__What you should do__: Please show each line of the listing where "newBuilder" is present.

__Information__:
PR #10740, opened 2025-09-26
[poseidonscans] - Fixes broken search due to site changes.

Nyantad:
The site moved from client-side to server-side search, which broke the extension.
  
Checklist:

### DIFF
--- a/src/fr/poseidonscans/src/eu/kanade/tachiyomi/extension/fr/poseidonscans/PoseidonScans.kt
+++ b/src/fr/poseidonscans/src/eu/kanade/tachiyomi/extension/fr/poseidonscans/PoseidonScans.kt
@@ -19,6 +19,7 @@ import okhttp3.HttpUrl.Companion.toHttpUrlOrNull
 import okhttp3.Request
 import okhttp3.Response
 import org.jsoup.nodes.Document
+import java.net.URLDecoder
 import java.text.SimpleDateFormat
 import java.util.Locale
 import java.util.TimeZone
@@ -506,7 +507,7 @@ class PoseidonScans : HttpSource() {
                     ?.attr("srcset")
                     ?.substringBefore(" ")
                     ?.let {
-                        java.net.URLDecoder.decode(it, "UTF-8")
+                        URLDecoder.decode(it, "UTF-8")
                             .substringAfter("url=")
                             .substringBefore("&")
                     }
--- a/src/fr/poseidonscans/src/eu/kanade/tachiyomi/extension/fr/poseidonscans/PoseidonScans.kt
+++ b/src/fr/poseidonscans/src/eu/kanade/tachiyomi/extension/fr/poseidonscans/PoseidonScans.kt
@@ -12,7 +12,6 @@ import eu.kanade.tachiyomi.util.asJsoup
 import keiyoushi.utils.parseAs
 import keiyoushi.utils.tryParse
 import kotlinx.serialization.json.JsonObject
-import kotlinx.serialization.json.jsonArray
 import kotlinx.serialization.json.jsonObject
 import kotlinx.serialization.json.jsonPrimitive
 import okhttp3.HttpUrl.Companion.toHttpUrl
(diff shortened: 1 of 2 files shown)


src/fr/poseidonscans/src/eu/kanade/tachiyomi/extension/fr/poseidonscans/PoseidonScans.kt
```diff
@@ -481,63 +480,51 @@ class PoseidonScans : HttpSource() {
...
-                val slug = mangaObject["slug"]?.jsonPrimitive?.content ?: return@mapNotNull null
-                val cover = mangaObject["coverImage"]?.jsonPrimitive?.content
+                val url = element.attr("href").takeIf { it.isNotBlank() } ?: return@mapNotNull null
+                val title = element.selectFirst("h2")?.text()?.takeIf { it.isNotBlank() } ?: return@mapNotNull null
+
+                val thumbnailUrlPath = element.selectFirst("img[alt]")
+                    ?.attr("srcset")
+                    ?.substringBefore(" ")
+                    ?.let {
+                        java.net.URLDecoder.decode(it, "UTF-8")
```
AwkwardPeak7: import

src/fr/poseidonscans/src/eu/kanade/tachiyomi/extension/fr/poseidonscans/PoseidonScans.kt
```diff
@@ -481,63 +480,51 @@ class PoseidonScans : HttpSource() {
...
-
-        val allMangas = mangaListJsonArray.mapNotNull { mangaElement ->
+        val mangas = document.select("div.grid a.block.group").mapNotNull { element ->
             try {
-                val mangaObject = mangaElement.jsonObject
-                val title = mangaObject["title"]?.jsonPrimitive?.content ?: return@mapNotNull null
-                val slug = mangaObject["slug"]?.jsonPrimitive?.content ?: return@mapNotNull null
-                val cover = mangaObject["coverImage"]?.jsonPrimitive?.content
+                val url = element.attr("href").takeIf { it.isNotBlank() } ?: return@mapNotNull null
+                val title = element.selectFirst("h2")?.text()?.takeIf { it.isNotBlank() } ?: return@mapNotNull null
```
AwkwardPeak7, line 504: are these empty/null checks necessary?

src/fr/poseidonscans/src/eu/kanade/tachiyomi/extension/fr/poseidonscans/PoseidonScans.kt
```diff
@@ -481,63 +480,51 @@ class PoseidonScans : HttpSource() {
...
+                    }
 
                 SManga.create().apply {
+                    this.setUrlWithoutDomain(url)
                     this.title = title
-                    setUrlWithoutDomain("/serie/$slug")
-                    this.thumbnail_url = cover?.takeIf { it.isNotBlank() }?.toApiCoverUrl()
+                    this.thumbnail_url = thumbnailUrlPath?.takeIf { it.isNotBlank() }?.toApiCoverUrl()
                 }
             } catch (e: Exception) {
```
AwkwardPeak7, line 520: I don't think we need to catch such exceptions

src/fr/poseidonscans/src/eu/kanade/tachiyomi/extension/fr/poseidonscans/PoseidonScans.kt
Nyantad: i kept them as a safeguard this way it just skips a broken item instead of crashing

src/fr/poseidonscans/src/eu/kanade/tachiyomi/extension/fr/poseidonscans/PoseidonScans.kt
Nyantad: same here just in case the site sends something unexpected, it makes the parser more resilient

AwkwardPeak7: if extension encounters something unexpected, then it is a bug in the extension. not catching such exceptions allows us/users to easily discover such bugs and report/fix them.

AwkwardPeak7 (approved):

src/fr/poseidonscans/src/eu/kanade/tachiyomi/extension/fr/poseidonscans/PoseidonScans.kt
Nyantad: my bad yeah good idea

PR #10846, opened 2025-10-03
Add BookWalker Global

TheUnlocked:
Checklist:

Adds an extension for [BookWalker Global](https://global.bookwalker.jp/). This is a pretty complicated extension as it needs to interface with a proprietary canvas-based renderer, but I've been testing it for the past few months and aside from some occasional issues with a page timing out and needing to be retried, it works quite reliably.


KazaBooo:
Is it not possible to fetch the real images/ebooks instead of from the canvas?

And would it also work with the japanese bw website or are there too many differences?

TheUnlocked:
It is unfortunately not possible (or at least not feasible) to fetch the images directly without a WebView. Images are fetched using dynamic URLs and are encoded using a complex and proprietary algorithm.

As for the Japanese site, I honestly just haven't tested it. My guess is that the image-reading logic would probably work on the Japanese site, but I'm not confident that the rest of it would since the two sites are at least superficially different.

MikeZeDev:
Bookwalker is using Publus. Publus sources are most of the time heavily obfuscated and deobfuscation is tricky because of character encoding i guess. If you are able to run a script from the Webview you could run ```pagescript``` from [here ](https://github.com/manga-download/haruneko/blob/publus/web/src/engine/websites/BookWalker.ts) and get page with pieces infos.


Its more or less how publus does things, the problem is the important classes & function names always changes.

TheUnlocked:
I have been burned by relying on mangled names in web scraping before, so I wanted to either figure out how the algorithm works (which is not easy) or just go around it and pull data from the canvas and interact with the page as if I was a user (the approach I took here). There's probably some performance cost to that, but there's a lot of development gain with not needing to figure out new names whenever they change.

src/en/bookwalker/src/eu/kanade/tachiyomi/extension/en/bookwalker/BookWalker.kt
```diff
@@ -0,0 +1,872 @@
...
+            polymorphic(HoldBookEntityDto::class) {
+                subclass(SingleDto::class)
+                subclass(SeriesDto::class)
+            }
+        }
+    }
+
+    val app by injectLazy<Application>()
+
+    private val preferences by lazy {
```
AwkwardPeak7: please use `getPreferences` from `keiyoushi.utils` for consistency

src/en/bookwalker/src/eu/kanade/tachiyomi/extension/en/bookwalker/BookWalker.kt
```diff
@@ -0,0 +1,872 @@
...
+                    match.groups[0]!!.value.replaceFirstChar(Char::titlecase),
+                    match.groups[1]!!.value.toFloat(),
+                )
+            }
+        }
+        // Cannot parse chapter number
+        return null
+    }
+
+    private inline fun <reified T> Response.parseAs(): T = use {
```
AwkwardPeak7: use `parseAs` from `keiyoushi.utils`. you can pass your own json instance as parameter to it.

src/en/bookwalker/src/eu/kanade/tachiyomi/extension/en/bookwalker/BookWalker.kt
```diff
@@ -0,0 +1,872 @@
...
+    }
+
+    override fun mangaDetailsParse(document: Document): SManga =
+        throw UnsupportedOperationException()
+
+    private fun fetchSeriesMangaDetails(manga: SManga): Observable<SManga> {
+        return rxSingle {
+            val seriesPage = client.newCall(
+                GET("$baseUrl${manga.url}?order=release&np=1", callHeaders),
+            ).awaitSuccess()
```
AwkwardPeak7, line 416: You don't need to worry about running network calls in nested rx.Single and Coroutines; the fetch* methods are called on the IO thread on the app, so you can simply use blocking `.execute()` on a call and use the response.

src/en/bookwalker/src/eu/kanade/tachiyomi/extension/en/bookwalker/BookWalker.kt
```diff
@@ -0,0 +1,872 @@
...
+
+    private fun SManga.updateDetailsFromSeriesPage(document: Document) = run {
+        // Take the thumbnail from the first chapter that is not on pre-order.
+        // Pre-order chapters often just have a gray rectangle with "NOW PRINTING" as their
+        // thumbnail, which doesn't look very pretty for the catalog.
+        thumbnail_url = document
+            .select(".o-tile:not(:has(.a-ribbon-pre-order)) .a-tile-thumb-img > img")
+            .attr("data-srcset")
+            .getHighestQualitySrcset()
+        title = document.selectFirst(".title-main-inner")?.ownText()?.cleanTitle().orEmpty()
```
AwkwardPeak7: title is mandatory, use non null assertion (`!!`) instead of `orEmpty()`

src/en/bookwalker/src/eu/kanade/tachiyomi/extension/en/bookwalker/BookWalker.kt
```diff
@@ -0,0 +1,872 @@
...
+
+            val firstPage = validateLogin(getDocumentForPage(1))
+            val publishers = getAvailableFilterNames(firstPage, "side-publisher")
+                .joinToString()
+
+            val pageCount = firstPage.selectFirst(".pager-area li:has(+ .next) > a")
+                ?.ownText()?.toIntOrNull()
+                ?: 1
+
+            val laterPages = (2..pageCount).map { n -> async { getDocumentForPage(n) } }
```
AwkwardPeak7, line 533: see my earlier comment on nested rx.Single and Coroutines. you can use `runBlocking` here if you want async execution

src/en/bookwalker/src/eu/kanade/tachiyomi/extension/en/bookwalker/BookWalker.kt
```diff
@@ -0,0 +1,872 @@
...
+        // This URL doesn't actually contain the image. It will be intercepted, and the actual image
+        // will be extracted from a webview of the URL being sent here.
+        return GET(
+            page.imageUrl!!.toHttpUrl().newBuilder()
+                .removeAllQueryParameters(CACHE_BUSTING_QUERY_PARAMETER)
+                .build()
+                .toString(),
+            callHeaders.newBuilder()
+                .set(HEADER_IS_REQUEST_FROM_EXTENSION, "true")
+                .set(HEADER_PAGE_INDEX, page.index.toString())
```
AwkwardPeak7: note that the app reindexes all pages, so this index might not be what you set in page list. Better to put the index somewhere in the url (like fragment) if it is required for the request.

src/en/bookwalker/src/eu/kanade/tachiyomi/extension/en/bookwalker/BookWalker.kt
```diff
@@ -0,0 +1,872 @@
...
+                    throw Exception("Logged out, check website in WebView")
+                }
+            }
+
+            Log.d("bookwalker", "Successfully redirected to $redirectUrl")
+            redirectUrl
+        }
+    }
+
+    private fun openUrlInWebview(url: String) {
```
AwkwardPeak7: I would say don't do this. it is better to throw errors messages to tell users to login

src/en/bookwalker/src/eu/kanade/tachiyomi/extension/en/bookwalker/BookWalkerChapterReader.kt
```diff
@@ -0,0 +1,413 @@
...
+
+                @SuppressLint("SetJavaScriptEnabled")
+                settings.javaScriptEnabled = true
+                settings.domStorageEnabled = true
+                // Mobile vs desktop doesn't matter much, but the mobile layout has a longer page
+                // slider which allows for more accuracy when trying to jump to a particular page.
+                settings.userAgentString = USER_AGENT_MOBILE
+
+                webViewClient = object : WebViewClient() {
+                    override fun onLoadResource(view: WebView?, url: String?) {
```
AwkwardPeak7: disable/comment out these overrides for logging/debugging

AwkwardPeak7 (changes requested):
impressive work honestly

TheUnlocked:
Thanks for the review. I have other dev tasks atm but I'll probably get around to making the updates in the next few days.

src/en/bookwalker/src/eu/kanade/tachiyomi/extension/en/bookwalker/BookWalker.kt
TheUnlocked: I'm okay with removing this if you really want to (it's already gated behind a config option disabled by default), but just some context on why it's there—

BookWalker has two "tiers" of login session, where one is long-lived and gives access to browse the site and your library as yourself, and the other is short-lived and gives access to read content and make purchases.

What makes this awkward is that when you try to open a chapter, you might get a toast saying to open the WebView to log in, but when you open the WebView, it looks like you already are logged in. In order to log in "properly" you either need to try to open the web reader in the WebView, or click on the "Cart" button. Not the end of the world, but pretty confusing to someone who doesn't know how it works.

If I allow the page list to be acquired without verifying that pages can be loaded and just let the image loading fail, the button to open a single page in WebView will properly direct you to the login page. However, it also means that every page that the client tries to load (1-2 on-screen plus probably around 3 preloaded) will send another request to BookWalker and fail, requiring the user to manually refresh all of those images after logging in or to back out of the chapter and then re-open it. Again, not the end of the world, but also not great.

Automatically opening the login page in a WebView when opening a chapter while logged out felt like the best experience in my testing, though it does of course also have its own downsides (e.g. when trying to download multiple chapters at once, and also it only works on clients where it's possible to invoke the tachiyomi webview activity) so I made it configurable and disabled by default.

AwkwardPeak7: you can say "open cart in webview" or similar to tell users what to do. The current approach is brittle, it will not work on forks where the activity is located somewhere else, or not work at all on projects like suwayomi.

src/en/bookwalker/src/eu/kanade/tachiyomi/extension/en/bookwalker/BookWalker.kt
TheUnlocked: I never encountered any issues with this in testing, but I've changed it to read the index from the existing (but now renamed) cache-busting query parameter rather than from the `Page` object.

src/en/bookwalker/src/eu/kanade/tachiyomi/extension/en/bookwalker/BookWalker.kt
TheUnlocked: I get that it's all being run on an IO thread, but wouldn't a blocking call still prevent other coroutines from running on that same thread?

AwkwardPeak7: use `runBlocking` for coroutine context and execute any `async` calls. usage of rx.java is discouraged, since it is deprecated on the app side.

AwkwardPeak7 (approved):

src/en/bookwalker/src/eu/kanade/tachiyomi/extension/en/bookwalker/BookWalker.kt
TheUnlocked: My concern with `runBlocking` isn't that calls within the block couldn't run asynchronously, but that it would lock down the thread for use by coroutines _outside_ of the block (e.g. other parts of the application couldn't use that thread). I recognize that Mihon has switched to coroutines, which is actually why I created the `rxSingle` function to wrap a single around a coroutine. If this repo ever adopts the extensions-lib 1.5 suspend API, you can remove the `rxSingle` calls, remove a level of indentation, and everything should just work™.

AwkwardPeak7:
merging now, the rx.Single comment can be addressed later

src/en/bookwalker/src/eu/kanade/tachiyomi/extension/en/bookwalker/BookWalker.kt
AwkwardPeak7: Extensions don't need to worry about blocking other parts of the app from fetch* methods. They are only spawned in a separate coroutine IO thread.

__Task result__:
+            page.imageUrl!!.toHttpUrl().newBuilder()
+            callHeaders.newBuilder()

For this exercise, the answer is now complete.